* [Exercise instructions] If a line in the entries contains the word "github", list it.

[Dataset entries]
* * * * * * * * *

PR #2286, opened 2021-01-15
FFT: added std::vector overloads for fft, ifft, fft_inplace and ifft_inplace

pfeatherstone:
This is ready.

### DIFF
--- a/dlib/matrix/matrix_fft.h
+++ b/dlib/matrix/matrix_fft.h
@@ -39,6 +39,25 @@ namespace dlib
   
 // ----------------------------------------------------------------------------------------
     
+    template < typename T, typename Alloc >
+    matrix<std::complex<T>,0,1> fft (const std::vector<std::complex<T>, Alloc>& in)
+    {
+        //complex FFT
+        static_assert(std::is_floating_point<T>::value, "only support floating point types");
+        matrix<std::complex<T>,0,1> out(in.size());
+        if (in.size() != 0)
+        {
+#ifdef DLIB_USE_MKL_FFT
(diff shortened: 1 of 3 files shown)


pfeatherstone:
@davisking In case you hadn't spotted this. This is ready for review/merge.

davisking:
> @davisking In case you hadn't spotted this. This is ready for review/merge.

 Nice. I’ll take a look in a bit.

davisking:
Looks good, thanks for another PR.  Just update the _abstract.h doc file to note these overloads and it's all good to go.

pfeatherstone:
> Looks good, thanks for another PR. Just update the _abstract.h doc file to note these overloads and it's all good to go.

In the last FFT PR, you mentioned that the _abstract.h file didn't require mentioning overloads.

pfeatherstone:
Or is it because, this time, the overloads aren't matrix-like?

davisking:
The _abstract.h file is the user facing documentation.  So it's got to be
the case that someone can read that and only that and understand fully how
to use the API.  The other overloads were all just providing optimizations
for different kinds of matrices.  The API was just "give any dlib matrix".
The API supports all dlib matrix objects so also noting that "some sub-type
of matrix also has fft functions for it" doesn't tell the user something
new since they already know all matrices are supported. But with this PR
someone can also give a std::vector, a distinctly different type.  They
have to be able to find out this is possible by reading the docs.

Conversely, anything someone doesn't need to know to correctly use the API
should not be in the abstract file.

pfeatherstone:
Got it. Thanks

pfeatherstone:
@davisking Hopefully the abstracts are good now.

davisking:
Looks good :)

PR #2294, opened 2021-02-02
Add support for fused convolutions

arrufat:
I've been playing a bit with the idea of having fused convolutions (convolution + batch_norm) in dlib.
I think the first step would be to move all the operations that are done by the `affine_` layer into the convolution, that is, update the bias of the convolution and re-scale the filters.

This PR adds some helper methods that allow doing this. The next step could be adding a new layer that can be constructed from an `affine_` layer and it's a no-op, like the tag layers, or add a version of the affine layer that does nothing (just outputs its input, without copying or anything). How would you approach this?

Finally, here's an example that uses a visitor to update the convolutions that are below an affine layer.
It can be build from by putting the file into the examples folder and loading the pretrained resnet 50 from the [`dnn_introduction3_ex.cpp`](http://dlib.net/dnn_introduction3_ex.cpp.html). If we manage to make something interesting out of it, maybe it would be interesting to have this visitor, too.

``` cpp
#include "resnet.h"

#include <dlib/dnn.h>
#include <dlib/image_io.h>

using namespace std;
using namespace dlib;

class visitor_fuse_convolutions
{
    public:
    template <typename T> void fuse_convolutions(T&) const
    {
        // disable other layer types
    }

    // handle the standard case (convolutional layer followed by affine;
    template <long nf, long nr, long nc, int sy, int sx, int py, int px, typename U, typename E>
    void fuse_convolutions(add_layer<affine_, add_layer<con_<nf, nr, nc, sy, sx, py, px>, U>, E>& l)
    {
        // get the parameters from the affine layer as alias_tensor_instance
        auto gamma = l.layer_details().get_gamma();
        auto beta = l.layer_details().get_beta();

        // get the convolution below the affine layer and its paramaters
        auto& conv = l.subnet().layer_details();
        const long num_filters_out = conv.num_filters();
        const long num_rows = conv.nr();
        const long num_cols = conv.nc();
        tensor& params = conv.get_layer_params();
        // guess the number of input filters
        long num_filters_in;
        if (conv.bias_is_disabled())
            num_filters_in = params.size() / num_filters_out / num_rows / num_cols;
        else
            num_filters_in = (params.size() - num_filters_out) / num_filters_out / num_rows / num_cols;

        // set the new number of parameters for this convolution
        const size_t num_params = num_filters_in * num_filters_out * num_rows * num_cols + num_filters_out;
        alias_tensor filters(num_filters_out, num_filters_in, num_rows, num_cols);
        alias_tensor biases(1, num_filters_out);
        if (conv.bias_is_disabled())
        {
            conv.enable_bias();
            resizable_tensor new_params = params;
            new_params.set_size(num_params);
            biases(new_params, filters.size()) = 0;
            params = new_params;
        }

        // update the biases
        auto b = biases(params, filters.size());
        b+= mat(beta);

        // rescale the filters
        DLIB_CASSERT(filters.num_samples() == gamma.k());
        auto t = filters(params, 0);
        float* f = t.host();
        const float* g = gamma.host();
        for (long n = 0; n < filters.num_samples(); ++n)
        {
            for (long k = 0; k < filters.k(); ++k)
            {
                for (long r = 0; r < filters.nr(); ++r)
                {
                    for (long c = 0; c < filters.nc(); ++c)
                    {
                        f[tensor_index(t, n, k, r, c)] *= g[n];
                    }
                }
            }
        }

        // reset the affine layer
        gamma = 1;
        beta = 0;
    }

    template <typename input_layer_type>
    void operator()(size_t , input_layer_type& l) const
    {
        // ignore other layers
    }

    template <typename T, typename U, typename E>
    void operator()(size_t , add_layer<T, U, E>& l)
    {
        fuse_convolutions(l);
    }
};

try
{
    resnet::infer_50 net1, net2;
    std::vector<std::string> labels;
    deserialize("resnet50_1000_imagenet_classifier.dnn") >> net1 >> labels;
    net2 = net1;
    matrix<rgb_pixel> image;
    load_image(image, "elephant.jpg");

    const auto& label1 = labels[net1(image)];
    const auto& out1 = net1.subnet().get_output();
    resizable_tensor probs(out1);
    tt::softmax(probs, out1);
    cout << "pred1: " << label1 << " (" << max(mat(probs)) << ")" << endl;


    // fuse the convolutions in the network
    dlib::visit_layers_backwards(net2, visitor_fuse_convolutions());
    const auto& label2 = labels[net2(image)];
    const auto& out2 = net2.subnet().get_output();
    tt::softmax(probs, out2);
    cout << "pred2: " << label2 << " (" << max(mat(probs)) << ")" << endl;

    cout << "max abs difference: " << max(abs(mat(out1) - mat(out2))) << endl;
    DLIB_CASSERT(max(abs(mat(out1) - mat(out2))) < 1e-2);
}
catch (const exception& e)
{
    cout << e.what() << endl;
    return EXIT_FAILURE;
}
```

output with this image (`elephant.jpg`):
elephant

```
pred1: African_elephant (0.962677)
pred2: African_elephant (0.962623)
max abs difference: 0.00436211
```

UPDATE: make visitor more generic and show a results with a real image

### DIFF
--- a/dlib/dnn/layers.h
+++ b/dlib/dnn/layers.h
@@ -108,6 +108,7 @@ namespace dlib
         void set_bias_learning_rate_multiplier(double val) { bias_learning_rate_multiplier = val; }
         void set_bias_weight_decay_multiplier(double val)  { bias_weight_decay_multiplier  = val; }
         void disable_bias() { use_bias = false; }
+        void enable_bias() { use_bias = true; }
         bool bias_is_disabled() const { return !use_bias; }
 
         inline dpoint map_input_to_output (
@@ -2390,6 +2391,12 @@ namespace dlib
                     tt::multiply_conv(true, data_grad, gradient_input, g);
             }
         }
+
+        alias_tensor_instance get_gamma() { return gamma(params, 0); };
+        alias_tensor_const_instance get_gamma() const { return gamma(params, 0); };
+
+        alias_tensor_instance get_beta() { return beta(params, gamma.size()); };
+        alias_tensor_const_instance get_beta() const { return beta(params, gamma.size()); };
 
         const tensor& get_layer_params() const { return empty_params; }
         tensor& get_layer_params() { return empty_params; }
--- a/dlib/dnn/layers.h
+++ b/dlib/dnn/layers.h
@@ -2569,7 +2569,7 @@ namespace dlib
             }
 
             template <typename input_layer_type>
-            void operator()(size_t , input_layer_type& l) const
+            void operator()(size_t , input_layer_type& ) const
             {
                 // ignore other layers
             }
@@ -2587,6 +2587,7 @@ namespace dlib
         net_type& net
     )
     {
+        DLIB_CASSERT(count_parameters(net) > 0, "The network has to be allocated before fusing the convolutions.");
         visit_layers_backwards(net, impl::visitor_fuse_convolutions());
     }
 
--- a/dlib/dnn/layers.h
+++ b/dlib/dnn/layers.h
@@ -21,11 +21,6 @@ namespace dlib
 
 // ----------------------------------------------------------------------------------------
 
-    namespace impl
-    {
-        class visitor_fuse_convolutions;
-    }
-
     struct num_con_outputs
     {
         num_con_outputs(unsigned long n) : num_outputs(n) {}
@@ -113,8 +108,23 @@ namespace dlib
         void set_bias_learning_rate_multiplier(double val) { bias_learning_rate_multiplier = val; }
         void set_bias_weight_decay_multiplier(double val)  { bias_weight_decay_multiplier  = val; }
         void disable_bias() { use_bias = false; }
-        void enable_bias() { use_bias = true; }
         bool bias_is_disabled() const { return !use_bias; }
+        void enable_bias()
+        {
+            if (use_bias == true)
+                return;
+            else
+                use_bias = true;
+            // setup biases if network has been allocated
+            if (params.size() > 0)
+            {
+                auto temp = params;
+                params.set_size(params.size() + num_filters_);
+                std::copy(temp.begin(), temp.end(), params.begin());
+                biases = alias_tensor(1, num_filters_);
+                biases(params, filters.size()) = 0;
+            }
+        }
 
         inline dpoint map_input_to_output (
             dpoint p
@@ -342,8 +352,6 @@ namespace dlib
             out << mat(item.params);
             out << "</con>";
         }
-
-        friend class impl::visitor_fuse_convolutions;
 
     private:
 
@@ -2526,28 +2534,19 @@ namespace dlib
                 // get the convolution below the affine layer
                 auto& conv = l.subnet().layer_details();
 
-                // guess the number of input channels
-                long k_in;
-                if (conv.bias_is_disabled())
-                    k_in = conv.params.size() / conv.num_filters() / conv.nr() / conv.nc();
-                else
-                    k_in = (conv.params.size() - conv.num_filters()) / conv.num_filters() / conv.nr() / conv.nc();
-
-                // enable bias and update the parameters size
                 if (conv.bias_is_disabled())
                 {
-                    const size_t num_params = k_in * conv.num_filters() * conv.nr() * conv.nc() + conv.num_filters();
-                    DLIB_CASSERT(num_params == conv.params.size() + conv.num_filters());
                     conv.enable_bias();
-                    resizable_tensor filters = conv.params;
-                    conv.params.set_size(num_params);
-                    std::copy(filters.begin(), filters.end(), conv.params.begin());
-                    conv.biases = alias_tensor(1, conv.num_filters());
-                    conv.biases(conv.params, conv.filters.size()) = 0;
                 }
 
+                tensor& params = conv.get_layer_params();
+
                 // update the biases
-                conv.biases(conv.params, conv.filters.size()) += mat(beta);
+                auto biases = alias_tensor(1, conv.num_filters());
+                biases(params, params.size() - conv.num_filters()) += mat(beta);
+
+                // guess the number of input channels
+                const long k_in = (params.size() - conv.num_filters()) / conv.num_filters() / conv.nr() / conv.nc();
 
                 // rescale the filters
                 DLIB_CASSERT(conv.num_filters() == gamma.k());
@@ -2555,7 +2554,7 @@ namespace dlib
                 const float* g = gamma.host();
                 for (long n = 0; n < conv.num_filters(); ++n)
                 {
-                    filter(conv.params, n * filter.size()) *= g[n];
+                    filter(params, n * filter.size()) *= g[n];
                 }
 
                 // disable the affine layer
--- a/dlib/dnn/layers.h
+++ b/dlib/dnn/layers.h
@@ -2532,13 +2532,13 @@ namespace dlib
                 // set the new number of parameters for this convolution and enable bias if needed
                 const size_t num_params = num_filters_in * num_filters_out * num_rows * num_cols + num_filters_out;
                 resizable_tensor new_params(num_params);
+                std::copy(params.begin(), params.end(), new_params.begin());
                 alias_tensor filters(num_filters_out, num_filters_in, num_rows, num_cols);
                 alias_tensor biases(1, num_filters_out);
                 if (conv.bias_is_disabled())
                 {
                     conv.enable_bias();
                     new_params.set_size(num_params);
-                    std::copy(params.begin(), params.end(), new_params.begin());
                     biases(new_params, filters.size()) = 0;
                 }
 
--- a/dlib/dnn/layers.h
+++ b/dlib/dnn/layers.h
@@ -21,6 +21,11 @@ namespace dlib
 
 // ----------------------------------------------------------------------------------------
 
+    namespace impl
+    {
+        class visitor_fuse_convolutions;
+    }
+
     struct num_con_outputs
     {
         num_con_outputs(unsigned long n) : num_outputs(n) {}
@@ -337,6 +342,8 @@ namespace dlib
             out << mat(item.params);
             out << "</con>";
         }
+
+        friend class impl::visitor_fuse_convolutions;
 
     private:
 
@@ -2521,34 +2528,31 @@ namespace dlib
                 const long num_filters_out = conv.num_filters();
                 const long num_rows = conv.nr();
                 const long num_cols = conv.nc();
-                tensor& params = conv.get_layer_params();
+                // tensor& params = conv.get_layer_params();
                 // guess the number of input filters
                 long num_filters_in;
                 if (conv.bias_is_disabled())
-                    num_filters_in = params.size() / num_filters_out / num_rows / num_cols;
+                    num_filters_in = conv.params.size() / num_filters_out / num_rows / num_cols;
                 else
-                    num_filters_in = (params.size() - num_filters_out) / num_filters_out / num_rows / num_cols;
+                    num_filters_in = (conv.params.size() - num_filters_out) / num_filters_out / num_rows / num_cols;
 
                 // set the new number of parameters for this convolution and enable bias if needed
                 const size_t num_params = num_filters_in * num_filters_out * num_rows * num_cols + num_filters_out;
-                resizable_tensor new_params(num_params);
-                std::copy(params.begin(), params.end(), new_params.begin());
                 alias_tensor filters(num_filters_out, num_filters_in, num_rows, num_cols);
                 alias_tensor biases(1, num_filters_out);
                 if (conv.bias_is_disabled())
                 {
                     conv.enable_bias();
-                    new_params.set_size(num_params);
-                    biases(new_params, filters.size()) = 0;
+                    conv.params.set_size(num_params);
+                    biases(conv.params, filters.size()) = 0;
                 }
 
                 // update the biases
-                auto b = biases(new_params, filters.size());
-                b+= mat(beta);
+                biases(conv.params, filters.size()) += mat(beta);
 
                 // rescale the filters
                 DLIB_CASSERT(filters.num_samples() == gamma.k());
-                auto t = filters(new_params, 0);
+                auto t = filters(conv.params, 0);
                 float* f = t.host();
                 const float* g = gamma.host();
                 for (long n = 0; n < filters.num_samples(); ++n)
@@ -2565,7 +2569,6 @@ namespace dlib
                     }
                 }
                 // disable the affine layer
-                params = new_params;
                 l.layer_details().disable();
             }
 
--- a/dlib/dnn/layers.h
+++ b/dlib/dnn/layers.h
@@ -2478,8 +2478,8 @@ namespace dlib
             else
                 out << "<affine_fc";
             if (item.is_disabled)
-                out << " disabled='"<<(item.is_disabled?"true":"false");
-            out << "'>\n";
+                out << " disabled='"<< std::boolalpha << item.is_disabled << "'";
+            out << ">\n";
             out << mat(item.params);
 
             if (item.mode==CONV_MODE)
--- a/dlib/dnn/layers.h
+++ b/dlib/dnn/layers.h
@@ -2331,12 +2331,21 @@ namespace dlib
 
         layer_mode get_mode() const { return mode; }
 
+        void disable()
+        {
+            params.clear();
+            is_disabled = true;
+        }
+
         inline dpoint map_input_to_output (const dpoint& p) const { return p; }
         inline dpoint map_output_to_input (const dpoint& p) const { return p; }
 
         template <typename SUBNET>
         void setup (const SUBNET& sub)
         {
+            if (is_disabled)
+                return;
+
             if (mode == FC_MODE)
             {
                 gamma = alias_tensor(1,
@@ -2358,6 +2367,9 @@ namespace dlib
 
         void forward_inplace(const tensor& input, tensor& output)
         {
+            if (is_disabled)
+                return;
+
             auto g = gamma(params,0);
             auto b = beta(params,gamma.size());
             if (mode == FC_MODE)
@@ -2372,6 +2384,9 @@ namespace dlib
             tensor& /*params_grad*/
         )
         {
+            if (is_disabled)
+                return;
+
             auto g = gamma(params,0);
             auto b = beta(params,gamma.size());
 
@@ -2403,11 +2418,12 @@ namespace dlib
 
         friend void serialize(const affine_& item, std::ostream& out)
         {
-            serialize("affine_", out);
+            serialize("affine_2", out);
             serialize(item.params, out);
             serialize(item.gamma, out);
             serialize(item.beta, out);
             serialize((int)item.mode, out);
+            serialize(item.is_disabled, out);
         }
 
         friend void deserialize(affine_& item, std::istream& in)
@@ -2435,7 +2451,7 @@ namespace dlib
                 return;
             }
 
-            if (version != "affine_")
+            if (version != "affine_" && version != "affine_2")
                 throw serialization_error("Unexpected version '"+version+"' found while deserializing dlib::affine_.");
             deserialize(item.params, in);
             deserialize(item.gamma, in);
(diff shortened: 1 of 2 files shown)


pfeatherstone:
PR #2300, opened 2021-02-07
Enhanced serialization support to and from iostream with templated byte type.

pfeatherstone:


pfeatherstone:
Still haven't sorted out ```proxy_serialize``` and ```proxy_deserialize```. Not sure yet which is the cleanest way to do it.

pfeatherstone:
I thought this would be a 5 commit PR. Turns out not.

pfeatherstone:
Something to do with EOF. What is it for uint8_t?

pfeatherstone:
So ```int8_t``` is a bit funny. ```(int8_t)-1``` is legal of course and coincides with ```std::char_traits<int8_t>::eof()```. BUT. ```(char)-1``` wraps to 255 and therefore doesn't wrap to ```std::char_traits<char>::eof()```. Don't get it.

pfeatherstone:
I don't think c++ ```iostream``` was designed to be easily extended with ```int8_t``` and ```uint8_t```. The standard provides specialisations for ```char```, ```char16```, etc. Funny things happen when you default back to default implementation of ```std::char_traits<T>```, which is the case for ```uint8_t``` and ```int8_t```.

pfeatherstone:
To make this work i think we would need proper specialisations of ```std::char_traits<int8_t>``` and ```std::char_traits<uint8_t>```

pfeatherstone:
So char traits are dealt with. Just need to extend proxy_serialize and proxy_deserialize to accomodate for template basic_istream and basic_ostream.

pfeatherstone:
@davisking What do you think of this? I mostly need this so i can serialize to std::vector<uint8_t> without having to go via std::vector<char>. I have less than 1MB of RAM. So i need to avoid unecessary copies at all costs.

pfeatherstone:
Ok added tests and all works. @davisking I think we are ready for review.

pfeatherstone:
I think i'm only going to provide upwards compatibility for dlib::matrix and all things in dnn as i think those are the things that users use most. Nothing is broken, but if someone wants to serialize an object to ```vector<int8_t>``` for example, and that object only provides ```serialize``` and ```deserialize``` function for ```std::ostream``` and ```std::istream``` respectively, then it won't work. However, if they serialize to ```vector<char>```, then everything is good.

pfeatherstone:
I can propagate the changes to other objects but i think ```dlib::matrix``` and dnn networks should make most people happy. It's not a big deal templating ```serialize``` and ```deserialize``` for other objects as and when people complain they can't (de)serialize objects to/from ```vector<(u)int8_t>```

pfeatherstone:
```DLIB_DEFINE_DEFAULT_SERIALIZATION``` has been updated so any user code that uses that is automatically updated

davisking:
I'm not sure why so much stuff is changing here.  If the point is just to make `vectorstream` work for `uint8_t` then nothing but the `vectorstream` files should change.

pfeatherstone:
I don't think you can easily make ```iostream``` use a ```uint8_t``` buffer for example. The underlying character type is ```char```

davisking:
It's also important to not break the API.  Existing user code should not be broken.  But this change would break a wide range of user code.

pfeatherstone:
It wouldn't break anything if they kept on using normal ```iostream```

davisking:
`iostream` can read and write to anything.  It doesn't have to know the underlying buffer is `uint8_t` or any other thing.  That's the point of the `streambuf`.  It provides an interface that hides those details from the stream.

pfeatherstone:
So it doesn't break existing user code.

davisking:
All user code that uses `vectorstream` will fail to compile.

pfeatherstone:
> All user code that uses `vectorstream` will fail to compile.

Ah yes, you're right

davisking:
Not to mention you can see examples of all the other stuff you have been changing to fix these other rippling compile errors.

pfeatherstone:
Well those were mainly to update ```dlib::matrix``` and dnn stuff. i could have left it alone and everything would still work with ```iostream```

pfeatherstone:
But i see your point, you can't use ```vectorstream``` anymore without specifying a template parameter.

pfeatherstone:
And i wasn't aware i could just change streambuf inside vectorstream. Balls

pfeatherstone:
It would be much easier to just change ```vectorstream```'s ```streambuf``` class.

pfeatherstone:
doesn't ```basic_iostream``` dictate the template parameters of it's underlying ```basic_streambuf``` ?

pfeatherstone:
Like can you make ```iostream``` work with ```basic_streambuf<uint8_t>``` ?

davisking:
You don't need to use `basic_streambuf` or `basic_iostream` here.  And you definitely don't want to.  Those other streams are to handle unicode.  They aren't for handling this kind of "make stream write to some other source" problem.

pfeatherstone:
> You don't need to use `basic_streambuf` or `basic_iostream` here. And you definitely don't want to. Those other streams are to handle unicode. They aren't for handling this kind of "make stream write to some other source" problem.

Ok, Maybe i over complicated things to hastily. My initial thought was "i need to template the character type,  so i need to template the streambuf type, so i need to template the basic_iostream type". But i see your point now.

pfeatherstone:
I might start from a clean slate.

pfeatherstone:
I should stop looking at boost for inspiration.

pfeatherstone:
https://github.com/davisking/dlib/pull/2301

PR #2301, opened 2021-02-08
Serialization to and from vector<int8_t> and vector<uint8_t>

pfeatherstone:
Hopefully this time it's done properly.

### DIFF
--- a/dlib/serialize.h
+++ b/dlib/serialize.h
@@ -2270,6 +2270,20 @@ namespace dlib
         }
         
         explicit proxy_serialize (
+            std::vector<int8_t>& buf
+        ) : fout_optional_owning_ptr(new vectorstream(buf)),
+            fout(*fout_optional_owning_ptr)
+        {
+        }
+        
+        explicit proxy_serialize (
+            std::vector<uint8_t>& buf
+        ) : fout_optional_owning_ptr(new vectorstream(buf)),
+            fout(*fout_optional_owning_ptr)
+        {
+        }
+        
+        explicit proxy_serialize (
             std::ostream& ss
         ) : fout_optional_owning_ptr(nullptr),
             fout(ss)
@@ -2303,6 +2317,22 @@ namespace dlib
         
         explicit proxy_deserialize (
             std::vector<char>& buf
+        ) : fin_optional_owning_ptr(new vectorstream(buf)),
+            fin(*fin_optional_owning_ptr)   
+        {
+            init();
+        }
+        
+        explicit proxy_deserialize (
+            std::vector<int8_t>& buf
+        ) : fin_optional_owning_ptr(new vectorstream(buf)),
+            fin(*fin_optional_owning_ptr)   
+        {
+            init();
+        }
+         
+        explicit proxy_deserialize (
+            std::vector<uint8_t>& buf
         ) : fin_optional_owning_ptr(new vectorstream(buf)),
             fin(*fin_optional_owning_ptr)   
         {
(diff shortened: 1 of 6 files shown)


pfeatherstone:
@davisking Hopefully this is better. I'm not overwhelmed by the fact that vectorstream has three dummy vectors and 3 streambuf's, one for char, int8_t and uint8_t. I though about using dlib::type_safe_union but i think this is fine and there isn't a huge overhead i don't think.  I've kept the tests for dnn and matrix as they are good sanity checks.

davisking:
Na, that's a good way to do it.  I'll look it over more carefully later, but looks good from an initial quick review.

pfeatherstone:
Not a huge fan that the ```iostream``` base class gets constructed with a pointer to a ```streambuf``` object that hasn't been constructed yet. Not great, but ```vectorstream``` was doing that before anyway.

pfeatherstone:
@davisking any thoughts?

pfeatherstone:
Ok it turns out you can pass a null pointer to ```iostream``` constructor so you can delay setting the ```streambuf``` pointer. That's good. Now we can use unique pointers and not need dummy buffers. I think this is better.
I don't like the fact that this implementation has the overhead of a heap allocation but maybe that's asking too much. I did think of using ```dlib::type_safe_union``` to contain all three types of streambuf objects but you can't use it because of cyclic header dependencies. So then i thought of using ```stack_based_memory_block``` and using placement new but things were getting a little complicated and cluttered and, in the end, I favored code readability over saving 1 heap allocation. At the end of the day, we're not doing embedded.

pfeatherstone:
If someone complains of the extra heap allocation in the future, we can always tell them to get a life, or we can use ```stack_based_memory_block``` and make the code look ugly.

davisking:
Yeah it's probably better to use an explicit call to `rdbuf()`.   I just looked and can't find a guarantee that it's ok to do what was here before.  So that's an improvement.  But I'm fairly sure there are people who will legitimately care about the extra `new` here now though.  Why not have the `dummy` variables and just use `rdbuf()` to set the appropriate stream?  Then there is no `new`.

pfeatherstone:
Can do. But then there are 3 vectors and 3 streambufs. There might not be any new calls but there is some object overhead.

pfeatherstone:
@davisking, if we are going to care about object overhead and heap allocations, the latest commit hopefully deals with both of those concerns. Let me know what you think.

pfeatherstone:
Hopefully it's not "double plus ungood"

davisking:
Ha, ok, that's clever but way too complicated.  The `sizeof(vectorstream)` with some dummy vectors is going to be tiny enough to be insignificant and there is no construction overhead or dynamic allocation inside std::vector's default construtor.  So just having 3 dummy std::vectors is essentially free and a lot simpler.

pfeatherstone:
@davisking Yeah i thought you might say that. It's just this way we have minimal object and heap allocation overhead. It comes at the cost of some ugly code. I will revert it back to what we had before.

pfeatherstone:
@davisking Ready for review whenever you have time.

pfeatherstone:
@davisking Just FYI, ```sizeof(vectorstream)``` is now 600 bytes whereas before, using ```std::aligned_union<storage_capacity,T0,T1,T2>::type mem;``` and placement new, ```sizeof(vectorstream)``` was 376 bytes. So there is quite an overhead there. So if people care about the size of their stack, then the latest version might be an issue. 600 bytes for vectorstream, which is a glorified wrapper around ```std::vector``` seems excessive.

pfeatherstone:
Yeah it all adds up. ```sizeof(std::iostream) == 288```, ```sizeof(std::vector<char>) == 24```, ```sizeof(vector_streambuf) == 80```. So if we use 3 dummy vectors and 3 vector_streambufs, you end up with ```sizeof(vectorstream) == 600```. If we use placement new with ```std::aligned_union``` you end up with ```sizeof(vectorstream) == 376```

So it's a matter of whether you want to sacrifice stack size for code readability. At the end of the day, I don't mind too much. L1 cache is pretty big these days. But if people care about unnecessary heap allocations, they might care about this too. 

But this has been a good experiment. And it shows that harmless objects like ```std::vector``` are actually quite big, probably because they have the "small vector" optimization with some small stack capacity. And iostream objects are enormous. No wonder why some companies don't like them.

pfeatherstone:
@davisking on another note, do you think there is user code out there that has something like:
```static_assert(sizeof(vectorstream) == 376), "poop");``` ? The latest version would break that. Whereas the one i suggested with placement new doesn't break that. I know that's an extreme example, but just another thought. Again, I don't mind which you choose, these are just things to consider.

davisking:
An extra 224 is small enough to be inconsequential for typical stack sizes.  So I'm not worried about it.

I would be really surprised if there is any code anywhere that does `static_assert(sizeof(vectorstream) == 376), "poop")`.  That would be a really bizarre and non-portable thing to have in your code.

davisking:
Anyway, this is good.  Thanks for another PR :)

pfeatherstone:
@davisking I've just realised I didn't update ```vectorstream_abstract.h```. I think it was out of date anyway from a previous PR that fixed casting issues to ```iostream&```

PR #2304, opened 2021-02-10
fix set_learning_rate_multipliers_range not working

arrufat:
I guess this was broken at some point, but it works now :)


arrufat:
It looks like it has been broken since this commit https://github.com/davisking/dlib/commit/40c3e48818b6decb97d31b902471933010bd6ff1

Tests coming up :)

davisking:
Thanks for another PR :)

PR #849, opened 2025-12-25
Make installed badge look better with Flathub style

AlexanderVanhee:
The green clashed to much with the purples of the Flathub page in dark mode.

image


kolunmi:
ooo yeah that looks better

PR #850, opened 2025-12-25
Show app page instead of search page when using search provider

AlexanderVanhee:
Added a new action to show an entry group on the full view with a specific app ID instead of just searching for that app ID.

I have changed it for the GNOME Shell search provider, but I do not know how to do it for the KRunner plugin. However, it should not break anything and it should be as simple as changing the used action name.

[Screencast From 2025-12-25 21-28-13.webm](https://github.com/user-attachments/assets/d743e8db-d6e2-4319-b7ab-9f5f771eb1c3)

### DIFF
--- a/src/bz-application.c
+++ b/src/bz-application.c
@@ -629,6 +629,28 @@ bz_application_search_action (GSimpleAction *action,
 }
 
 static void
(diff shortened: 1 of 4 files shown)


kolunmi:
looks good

* * * * * * * * *

* [Response area]
https://github.com/davisking/dlib/pull/2301
It looks like it has been broken since this commit https://github.com/davisking/dlib/commit/40c3e48818b6decb97d31b902471933010bd6ff1
[Screencast From 2025-12-25 21-28-13.webm](https://github.com/user-attachments/assets/d743e8db-d6e2-4319-b7ab-9f5f771eb1c3)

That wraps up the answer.